### Work task:
In the data below, find every line with the word "HMSPROV" and copy it.

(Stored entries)
- - -

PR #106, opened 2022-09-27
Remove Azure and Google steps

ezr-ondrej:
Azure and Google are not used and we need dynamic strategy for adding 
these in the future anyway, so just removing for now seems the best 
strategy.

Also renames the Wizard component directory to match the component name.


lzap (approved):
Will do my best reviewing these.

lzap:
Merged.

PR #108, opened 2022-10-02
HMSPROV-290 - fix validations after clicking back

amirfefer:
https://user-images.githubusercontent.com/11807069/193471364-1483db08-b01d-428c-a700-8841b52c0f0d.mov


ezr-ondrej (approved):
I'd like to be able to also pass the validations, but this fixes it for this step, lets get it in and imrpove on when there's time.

- - -

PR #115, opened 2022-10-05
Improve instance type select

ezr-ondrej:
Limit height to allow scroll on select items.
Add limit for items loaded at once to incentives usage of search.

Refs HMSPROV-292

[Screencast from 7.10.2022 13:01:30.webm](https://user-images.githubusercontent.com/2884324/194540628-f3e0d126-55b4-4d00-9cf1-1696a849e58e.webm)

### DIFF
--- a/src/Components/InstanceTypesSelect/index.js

- - -

### Task answer:
HMSPROV-290 - fix validations after clicking back
Refs HMSPROV-292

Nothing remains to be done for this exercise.